▶ **Work task**: Copy the line with "-311,7 +311,9 @@" and all lines following it through the last line of the entries, exactly as written.

====== Input ======

PR #6631, opened 2026-03-31
[incubator-kie-drools-6422] Fix NPE in RuleExecutor.removeDormantTuple

Rikkola:
https://github.com/apache/incubator-kie-drools/issues/6422#issuecomment-4157177207

### DIFF
--- a/drools-core/src/main/java/org/drools/core/phreak/RuleExecutor.java
+++ b/drools-core/src/main/java/org/drools/core/phreak/RuleExecutor.java
@@ -311,7 +311,9 @@ public class RuleExecutor {
                 throw new IllegalStateException();
             }
         }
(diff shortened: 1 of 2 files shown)


mariofusco (approved):

yesamer (approved):

pibizza:
I would suggest reviewing the tests. they seem quite verbose and it really unclear how they relate to the NPE at all. This does not mean that they don't, it means that htey have a lot of details that seem unrelated to the specifics. Why we need for example two different objects in this case? why each object needs three properties? and so on. I am not a superexpert of the code, but I think it would be better to try to simply them and put together the bare minimum that showcases the issue. In which case we can have this NPE? I would suggest reviewing and simplifying the tests before moving on.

======

▶ **Problem solution**:
@@ -311,7 +311,9 @@ public class RuleExecutor {
                 throw new IllegalStateException();
             }
         }
(diff shortened: 1 of 2 files shown)


mariofusco (approved):

yesamer (approved):

pibizza:
I would suggest reviewing the tests. they seem quite verbose and it really unclear how they relate to the NPE at all. This does not mean that they don't, it means that htey have a lot of details that seem unrelated to the specifics. Why we need for example two different objects in this case? why each object needs three properties? and so on. I am not a superexpert of the code, but I think it would be better to try to simply them and put together the bare minimum that showcases the issue. In which case we can have this NPE? I would suggest reviewing and simplifying the tests before moving on.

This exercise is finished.